Comment by carsonfarmer

Comment by carsonfarmer 12 hours ago

1 reply

You're right, we should delve into a comparison more with respect to prolly trees. We actually have a lot of experience with prolly trees, and have found, in practice, that you need to do a lot of the things that folks like dolt have had to do to make them work nicely. Whereas with G-trees, the basic implementation turns out to be quite nice (and extremely easy to reason about).

One of the biggest benefits of G-trees in my mind, is their ease of implementation. Additionally, we did a lot of work to explore their statistical properties, which doesn't exist for prolly trees (though in hindsight, we have done this, so should probably write it up formally).

EdSchouten 9 hours ago

Another thing that's worth investigating:

As the name implies, the sizes of nodes of Prolly trees and geometric search trees are geometrically distributed. My question is: is this really the right distribution to use? The larger nodes get, the larger the probability is that they get mutated. This means that in a content addressed storage system, there will be more large objects than small ones. My gut feeling tells me that the distribution should be uniform, with the spread between min/max sizes bound by a small constant factor (2x? 4x?).
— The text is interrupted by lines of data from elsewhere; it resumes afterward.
PR #10470, opened 2017-12-25
Change the order of inheritance so that user.agent property is preserved

### LINKED ISSUE #10469: Widgetset is compiled only for Chrome by default
In Vaadin 8, the widgetset is only compiled for Chrome by default. To compile for e.g. Firefox, one needs to explicitly set `<set-property name="user.agent" value="gecko1_8,safari" />` in the gwt.xml.

`Vaadin.gwt.xml`'s `<set-property name="user.agent" value="gecko1_8,safari" />` setting is ignored and is overwritten by `Elemental.gwt.xml`'s `<set-property name="user.agent" value="safari" />` setting. It is probably due to the order of inheritance in `DefaultWidgetSet.gwt.xml`.

It is a regression in Vaadin 8. Vaadin 7 didn't use the Elemental widgetset and so the setting was not overwritten.

To test, try the `RichTextAreas` test UI with Firefox to see that rich text area is not editable whereas it is on Chrome.

wbadam:
Fixes #10469

---
This change is [Reviewable](https://reviewable.io/reviews/vaadin/framework/10470)

### DIFF
--- a/client/src/main/resources/com/vaadin/DefaultWidgetSet.gwt.xml
+++ b/client/src/main/resources/com/vaadin/DefaultWidgetSet.gwt.xml
@@ -8,9 +8,9 @@
     <!-- Hint for WidgetSetBuilder not to automatically update the file -->
     <!-- WS Compiler: manually edited -->
 
-    <inherits name="com.vaadin.Vaadin" />
-
     <inherits name="elemental.Elemental" />
+
+    <inherits name="com.vaadin.Vaadin" />
 
     <inherits name="com.google.gwt.precompress.Precompress" />
 


wbadam:

---

*[client/src/main/resources/com/vaadin/DefaultWidgetSet.gwt.xml, line 37 at r1](https://reviewable.io:443/reviews/vaadin/framework/10470#-L1CW3svvy6s-oAXLR2J:-L1CW3svvy6s-oAXLR2K:bixapgg) ([raw file](https://github.com/vaadin/framework/blob/4da155e2ebcf1b368b74f2c92ff0efd7260e21b0/client/src/main/resources/com/vaadin/DefaultWidgetSet.gwt.xml#L37)):*
> ```XML
>         <when-type-is class="com.vaadin.client.widgets.Overlay" />
>     </replace-with>
> ```

Another option could be to add the line `<set-property name="user.agent" value="gecko1_8,safari" />` near here. Not sure which is nicer.

---


*Comments from [Reviewable](https://reviewable.io:443/reviews/vaadin/framework/10470)*

tsuoanttila:
:lgtm:

---

Reviewed 1 of 1 files at r1.

---



*Comments from [Reviewable](https://reviewable.io:443/reviews/vaadin/framework/10470#-:-L1MiSt0xU5NU1I3VTSf:bnfp4nl)*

Some time ago I experimented with this, where I implemented a content defined chunking algorithm that chunks inputs at locations where the value of a rolling hash is maximal, as opposed to finding offsets at which the first/last n bits are zeros/ones. My observation was that this led to a 2-3% reduction in storage space usage. The source code for this can be found here:

https://github.com/buildbarn/go-cdc

Would it also be possible to model trees around this approach as well? If so, would this lead to better deduplication rates than Prolly/geometric search trees?